- **Records to process**:

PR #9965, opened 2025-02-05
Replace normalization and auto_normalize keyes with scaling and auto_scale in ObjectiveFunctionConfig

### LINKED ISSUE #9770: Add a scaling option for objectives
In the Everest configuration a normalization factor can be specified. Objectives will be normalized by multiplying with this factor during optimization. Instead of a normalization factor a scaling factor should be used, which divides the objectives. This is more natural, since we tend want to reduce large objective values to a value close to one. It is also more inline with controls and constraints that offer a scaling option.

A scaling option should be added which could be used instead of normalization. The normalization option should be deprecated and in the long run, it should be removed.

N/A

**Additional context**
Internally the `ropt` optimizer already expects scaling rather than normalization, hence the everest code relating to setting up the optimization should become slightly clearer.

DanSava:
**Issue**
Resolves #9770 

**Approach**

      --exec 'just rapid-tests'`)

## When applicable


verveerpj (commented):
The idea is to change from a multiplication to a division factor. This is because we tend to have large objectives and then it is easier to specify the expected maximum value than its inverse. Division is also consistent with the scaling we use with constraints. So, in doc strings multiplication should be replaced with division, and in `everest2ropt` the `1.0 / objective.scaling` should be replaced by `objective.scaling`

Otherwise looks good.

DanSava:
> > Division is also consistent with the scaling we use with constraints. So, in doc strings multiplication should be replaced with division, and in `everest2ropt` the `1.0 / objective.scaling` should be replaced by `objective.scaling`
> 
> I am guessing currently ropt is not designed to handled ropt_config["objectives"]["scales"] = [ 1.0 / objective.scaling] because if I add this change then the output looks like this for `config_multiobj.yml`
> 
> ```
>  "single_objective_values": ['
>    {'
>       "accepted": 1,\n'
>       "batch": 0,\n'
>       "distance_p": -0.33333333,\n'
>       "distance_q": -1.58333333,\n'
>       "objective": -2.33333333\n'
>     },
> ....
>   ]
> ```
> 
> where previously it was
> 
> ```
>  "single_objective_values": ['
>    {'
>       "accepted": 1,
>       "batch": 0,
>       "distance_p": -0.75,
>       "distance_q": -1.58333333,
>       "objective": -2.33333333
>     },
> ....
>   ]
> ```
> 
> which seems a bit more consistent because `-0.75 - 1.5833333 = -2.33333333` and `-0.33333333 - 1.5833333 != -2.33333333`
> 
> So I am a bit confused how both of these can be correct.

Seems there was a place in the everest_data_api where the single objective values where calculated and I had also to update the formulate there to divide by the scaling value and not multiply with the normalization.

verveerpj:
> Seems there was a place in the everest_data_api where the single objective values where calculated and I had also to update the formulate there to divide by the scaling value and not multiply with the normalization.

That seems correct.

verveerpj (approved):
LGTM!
* * *
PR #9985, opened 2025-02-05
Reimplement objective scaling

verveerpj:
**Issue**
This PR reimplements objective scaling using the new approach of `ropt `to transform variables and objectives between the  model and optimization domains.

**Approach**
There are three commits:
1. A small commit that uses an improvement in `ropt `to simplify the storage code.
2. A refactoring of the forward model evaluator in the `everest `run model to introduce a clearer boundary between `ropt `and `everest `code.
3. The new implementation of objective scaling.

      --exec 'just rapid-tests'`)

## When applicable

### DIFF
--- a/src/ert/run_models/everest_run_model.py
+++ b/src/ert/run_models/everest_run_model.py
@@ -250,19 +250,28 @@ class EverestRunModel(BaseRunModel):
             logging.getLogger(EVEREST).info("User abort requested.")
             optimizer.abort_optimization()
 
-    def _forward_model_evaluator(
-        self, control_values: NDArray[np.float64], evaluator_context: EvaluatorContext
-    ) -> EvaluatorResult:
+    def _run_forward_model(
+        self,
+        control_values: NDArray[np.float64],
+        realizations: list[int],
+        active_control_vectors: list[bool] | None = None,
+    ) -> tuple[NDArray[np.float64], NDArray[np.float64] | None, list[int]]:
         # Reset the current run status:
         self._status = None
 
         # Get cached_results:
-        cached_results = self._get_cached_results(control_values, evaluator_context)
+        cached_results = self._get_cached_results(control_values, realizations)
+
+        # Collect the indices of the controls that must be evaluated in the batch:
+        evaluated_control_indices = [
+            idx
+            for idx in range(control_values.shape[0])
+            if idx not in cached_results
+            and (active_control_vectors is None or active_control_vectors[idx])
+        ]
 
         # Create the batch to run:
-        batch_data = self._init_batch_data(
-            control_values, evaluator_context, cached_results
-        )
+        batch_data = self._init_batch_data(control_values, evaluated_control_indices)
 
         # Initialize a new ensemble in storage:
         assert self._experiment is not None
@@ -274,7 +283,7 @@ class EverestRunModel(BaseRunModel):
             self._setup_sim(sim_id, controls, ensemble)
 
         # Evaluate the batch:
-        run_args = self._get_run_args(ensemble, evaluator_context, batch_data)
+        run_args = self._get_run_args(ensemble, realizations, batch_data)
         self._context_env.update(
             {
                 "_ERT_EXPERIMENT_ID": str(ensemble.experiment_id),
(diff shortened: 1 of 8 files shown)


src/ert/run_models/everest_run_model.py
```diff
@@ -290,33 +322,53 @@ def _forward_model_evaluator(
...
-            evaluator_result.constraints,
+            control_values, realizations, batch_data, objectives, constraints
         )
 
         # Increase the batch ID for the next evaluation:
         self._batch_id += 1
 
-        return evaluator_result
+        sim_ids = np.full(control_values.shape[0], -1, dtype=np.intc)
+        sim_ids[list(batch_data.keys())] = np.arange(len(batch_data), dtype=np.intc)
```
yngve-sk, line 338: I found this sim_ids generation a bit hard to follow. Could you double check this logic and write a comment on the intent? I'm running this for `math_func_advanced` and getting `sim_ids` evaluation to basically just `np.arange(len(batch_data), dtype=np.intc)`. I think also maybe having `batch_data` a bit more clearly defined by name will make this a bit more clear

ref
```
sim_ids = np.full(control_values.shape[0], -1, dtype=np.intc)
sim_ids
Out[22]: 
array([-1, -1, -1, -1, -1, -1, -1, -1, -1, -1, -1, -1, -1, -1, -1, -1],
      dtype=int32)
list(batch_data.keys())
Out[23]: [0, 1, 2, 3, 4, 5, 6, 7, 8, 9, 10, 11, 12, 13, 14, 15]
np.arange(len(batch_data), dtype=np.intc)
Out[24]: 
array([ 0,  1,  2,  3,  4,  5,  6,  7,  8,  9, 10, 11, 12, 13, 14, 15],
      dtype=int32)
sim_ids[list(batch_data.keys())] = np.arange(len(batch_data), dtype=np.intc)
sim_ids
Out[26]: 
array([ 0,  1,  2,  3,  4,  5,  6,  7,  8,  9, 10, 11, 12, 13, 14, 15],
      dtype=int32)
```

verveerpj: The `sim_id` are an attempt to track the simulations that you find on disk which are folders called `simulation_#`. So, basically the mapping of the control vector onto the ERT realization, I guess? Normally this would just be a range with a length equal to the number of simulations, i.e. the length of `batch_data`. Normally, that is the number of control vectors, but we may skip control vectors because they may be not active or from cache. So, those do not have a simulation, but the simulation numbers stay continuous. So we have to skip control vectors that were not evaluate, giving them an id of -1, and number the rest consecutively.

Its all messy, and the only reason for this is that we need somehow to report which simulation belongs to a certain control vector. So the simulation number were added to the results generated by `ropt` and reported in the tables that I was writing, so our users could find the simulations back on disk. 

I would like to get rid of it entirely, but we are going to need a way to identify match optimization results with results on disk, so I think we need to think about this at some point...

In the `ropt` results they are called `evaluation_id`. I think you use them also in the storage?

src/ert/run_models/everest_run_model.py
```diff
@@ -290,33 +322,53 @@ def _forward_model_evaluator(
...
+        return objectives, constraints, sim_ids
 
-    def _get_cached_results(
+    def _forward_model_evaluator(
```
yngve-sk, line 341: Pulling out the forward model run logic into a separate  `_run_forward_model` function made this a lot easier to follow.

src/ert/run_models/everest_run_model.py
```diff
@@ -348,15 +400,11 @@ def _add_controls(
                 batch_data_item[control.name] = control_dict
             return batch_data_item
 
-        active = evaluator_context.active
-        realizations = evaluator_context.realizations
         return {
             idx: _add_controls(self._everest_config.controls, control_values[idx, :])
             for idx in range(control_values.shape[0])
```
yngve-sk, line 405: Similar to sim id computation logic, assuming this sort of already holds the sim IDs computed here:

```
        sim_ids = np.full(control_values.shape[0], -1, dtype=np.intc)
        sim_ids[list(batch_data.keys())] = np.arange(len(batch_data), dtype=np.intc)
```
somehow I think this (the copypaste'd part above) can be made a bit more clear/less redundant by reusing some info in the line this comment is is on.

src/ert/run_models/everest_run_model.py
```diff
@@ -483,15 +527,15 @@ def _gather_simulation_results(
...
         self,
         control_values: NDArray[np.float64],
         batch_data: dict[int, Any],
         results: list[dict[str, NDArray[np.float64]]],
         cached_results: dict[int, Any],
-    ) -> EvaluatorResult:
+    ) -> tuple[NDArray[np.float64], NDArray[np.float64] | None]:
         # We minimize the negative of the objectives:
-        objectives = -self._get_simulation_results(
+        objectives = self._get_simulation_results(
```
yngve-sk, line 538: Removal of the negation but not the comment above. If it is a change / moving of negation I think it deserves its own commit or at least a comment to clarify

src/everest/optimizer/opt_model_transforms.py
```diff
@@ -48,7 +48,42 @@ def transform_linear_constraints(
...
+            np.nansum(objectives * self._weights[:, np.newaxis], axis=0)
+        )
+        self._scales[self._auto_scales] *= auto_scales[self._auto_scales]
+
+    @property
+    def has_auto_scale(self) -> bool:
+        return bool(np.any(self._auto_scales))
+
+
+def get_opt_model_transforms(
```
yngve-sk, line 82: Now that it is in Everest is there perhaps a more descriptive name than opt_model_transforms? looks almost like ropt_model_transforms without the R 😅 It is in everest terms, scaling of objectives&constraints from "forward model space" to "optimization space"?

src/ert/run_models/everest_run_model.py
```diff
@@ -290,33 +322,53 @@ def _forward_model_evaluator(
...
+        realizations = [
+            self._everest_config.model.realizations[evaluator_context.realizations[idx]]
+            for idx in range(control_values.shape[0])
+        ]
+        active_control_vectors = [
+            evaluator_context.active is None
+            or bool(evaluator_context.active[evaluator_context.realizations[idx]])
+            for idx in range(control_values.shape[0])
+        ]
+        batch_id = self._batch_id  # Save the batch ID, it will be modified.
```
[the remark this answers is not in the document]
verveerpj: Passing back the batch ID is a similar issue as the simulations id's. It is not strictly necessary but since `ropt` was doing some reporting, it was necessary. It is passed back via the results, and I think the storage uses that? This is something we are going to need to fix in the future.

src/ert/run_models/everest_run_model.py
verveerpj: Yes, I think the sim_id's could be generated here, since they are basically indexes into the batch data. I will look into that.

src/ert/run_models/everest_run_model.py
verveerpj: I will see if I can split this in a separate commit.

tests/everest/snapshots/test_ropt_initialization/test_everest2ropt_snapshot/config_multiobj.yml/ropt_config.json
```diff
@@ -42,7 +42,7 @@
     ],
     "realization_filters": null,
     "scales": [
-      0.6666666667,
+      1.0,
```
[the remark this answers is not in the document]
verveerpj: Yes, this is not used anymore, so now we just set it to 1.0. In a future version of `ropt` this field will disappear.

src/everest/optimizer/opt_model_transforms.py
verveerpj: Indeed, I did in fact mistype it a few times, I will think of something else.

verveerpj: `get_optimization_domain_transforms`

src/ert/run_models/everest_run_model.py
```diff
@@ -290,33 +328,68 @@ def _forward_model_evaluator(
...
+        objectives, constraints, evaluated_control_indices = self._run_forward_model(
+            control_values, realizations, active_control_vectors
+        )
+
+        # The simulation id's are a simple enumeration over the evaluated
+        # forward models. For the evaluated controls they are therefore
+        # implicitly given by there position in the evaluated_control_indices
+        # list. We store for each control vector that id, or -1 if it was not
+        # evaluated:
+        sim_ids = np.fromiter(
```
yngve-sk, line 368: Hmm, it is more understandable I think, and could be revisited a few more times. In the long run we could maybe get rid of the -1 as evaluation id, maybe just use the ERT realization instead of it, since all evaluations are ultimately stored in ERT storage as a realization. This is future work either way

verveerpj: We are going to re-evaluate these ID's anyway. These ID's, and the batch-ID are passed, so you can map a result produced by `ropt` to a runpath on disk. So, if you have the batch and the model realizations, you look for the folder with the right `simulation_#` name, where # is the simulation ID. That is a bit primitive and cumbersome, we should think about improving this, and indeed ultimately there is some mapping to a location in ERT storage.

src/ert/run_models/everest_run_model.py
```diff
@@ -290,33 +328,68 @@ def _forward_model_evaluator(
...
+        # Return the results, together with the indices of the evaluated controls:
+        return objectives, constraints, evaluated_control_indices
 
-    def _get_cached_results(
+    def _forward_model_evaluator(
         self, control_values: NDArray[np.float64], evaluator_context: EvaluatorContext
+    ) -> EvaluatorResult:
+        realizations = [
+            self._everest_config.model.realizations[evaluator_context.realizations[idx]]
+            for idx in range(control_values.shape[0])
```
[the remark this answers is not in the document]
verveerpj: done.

- **What you should do**: Write down again, exactly as given, only the lines above that fall from the line with "PR #9965, opened 2025-02-05" to the line with "### LINKED ISSUE", inclusive.

- **The answer**:
PR #9965, opened 2025-02-05
Replace normalization and auto_normalize keyes with scaling and auto_scale in ObjectiveFunctionConfig

### LINKED ISSUE #9770: Add a scaling option for objectives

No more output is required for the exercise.